PR #487, opened 2017-01-25
[MRG] Cache: add extra folder level based on func code hash

aabadie:
This is a first attempt to add another directory level in the cache using a hash of the function code. The location of the result output now follows that pattern:
```
<cache_dir>/joblib/<func_full_name>/<func_code_hash>/<func_parameters_hash>/output.pkl
```

This PR is still WIP as the cache invalidation is not fully completed: we want to remove all cache for a given function name for any code change. With the actual implementation, any result cached for a given 2-uple {func_code, parameters} is kept (in separate locations) and that would lead to large cache size increase for any code change.

### DIFF
--- a/joblib/memory.py
+++ b/joblib/memory.py
@@ -84,7 +84,14 @@ def _get_func_fullname(func):
     """
     modules, funcname = get_func_name(func)
     modules.append(funcname)
+    modules.append(hashing.hash(_cached_func_code(func)))
     return os.path.join(*modules)
+
+
+def _cached_func_code(func):
+    """Compute the func code stored in cache."""
+    func_code, _, first_line = get_func_code(func)
+    return u'%s %i\n%s' % (FIRST_LINE_TEXT, first_line, func_code)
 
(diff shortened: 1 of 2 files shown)


lesteve:
You want to look at the test in https://github.com/joblib/joblib/pull/111 and make sure that you can not make it fail when running it multiple times.

lesteve:
I am wondering whether we should not have a different naming convention for the function-level hash, to make it easier to differentiate func_code.py hash from function parameters hash, e.g. something like func-<hash>.

lesteve:
I saw you closed this, just hoping you will open another one on this topic?

aabadie:
> I saw you closed this, just hoping you will open another one on this topic?

Sorry, a mistake on my side, I made some cleanup on my remote branches and removed this one by accident...

aabadie:
I don't think I'll work again on this, so I'm closing it. Feel free to reopen or provided a similar change in another PR.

□ □ □ □

▶ [ACTION ITEM] The answer should consist of every record above, copied exactly.

▶ [EXERCISE ANSWER]
PR #487, opened 2017-01-25
[MRG] Cache: add extra folder level based on func code hash

aabadie:
This is a first attempt to add another directory level in the cache using a hash of the function code. The location of the result output now follows that pattern:
```
<cache_dir>/joblib/<func_full_name>/<func_code_hash>/<func_parameters_hash>/output.pkl
```

This PR is still WIP as the cache invalidation is not fully completed: we want to remove all cache for a given function name for any code change. With the actual implementation, any result cached for a given 2-uple {func_code, parameters} is kept (in separate locations) and that would lead to large cache size increase for any code change.

### DIFF
--- a/joblib/memory.py
+++ b/joblib/memory.py
@@ -84,7 +84,14 @@ def _get_func_fullname(func):
     """
     modules, funcname = get_func_name(func)
     modules.append(funcname)
+    modules.append(hashing.hash(_cached_func_code(func)))
     return os.path.join(*modules)
+
+
+def _cached_func_code(func):
+    """Compute the func code stored in cache."""
+    func_code, _, first_line = get_func_code(func)
+    return u'%s %i\n%s' % (FIRST_LINE_TEXT, first_line, func_code)
 
(diff shortened: 1 of 2 files shown)


lesteve:
You want to look at the test in https://github.com/joblib/joblib/pull/111 and make sure that you can not make it fail when running it multiple times.

lesteve:
I am wondering whether we should not have a different naming convention for the function-level hash, to make it easier to differentiate func_code.py hash from function parameters hash, e.g. something like func-<hash>.

lesteve:
I saw you closed this, just hoping you will open another one on this topic?

aabadie:
> I saw you closed this, just hoping you will open another one on this topic?

Sorry, a mistake on my side, I made some cleanup on my remote branches and removed this one by accident...

aabadie:
I don't think I'll work again on this, so I'm closing it. Feel free to reopen or provided a similar change in another PR.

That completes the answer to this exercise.